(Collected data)
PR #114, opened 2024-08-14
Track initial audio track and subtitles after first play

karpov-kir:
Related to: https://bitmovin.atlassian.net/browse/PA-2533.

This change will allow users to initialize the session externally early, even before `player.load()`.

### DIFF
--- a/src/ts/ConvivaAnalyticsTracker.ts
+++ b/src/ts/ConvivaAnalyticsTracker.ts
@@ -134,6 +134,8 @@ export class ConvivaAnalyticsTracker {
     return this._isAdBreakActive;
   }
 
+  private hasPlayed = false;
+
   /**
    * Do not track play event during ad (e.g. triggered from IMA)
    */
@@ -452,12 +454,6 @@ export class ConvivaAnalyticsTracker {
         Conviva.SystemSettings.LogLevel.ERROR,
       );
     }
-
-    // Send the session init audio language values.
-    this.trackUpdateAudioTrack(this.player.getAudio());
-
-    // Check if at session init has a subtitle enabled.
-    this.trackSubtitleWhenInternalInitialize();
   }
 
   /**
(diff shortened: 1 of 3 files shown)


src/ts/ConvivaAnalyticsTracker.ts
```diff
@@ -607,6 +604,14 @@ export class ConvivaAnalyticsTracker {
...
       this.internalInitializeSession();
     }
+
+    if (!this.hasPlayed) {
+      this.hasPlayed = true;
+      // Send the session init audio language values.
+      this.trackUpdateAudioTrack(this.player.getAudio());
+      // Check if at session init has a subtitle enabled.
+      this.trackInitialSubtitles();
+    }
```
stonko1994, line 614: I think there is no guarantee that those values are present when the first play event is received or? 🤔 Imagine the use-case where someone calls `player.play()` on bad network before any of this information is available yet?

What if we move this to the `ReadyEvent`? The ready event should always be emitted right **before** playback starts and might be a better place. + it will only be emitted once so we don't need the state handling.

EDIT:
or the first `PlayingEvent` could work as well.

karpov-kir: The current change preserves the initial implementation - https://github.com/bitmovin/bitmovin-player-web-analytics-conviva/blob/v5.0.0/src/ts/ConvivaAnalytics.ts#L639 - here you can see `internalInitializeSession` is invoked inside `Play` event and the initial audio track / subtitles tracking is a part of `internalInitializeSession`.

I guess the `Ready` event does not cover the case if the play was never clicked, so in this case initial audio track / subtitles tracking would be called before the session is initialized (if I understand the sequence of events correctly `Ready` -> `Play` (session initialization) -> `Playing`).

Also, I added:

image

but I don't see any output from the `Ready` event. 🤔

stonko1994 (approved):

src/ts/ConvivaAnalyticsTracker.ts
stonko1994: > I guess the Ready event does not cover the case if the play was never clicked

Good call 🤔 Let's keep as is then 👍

--- ASSIGNMENT ---
State the number of lines in the data above containing the string "hasPlayed" and nothing more.

--- EXERCISE ANSWER ---
3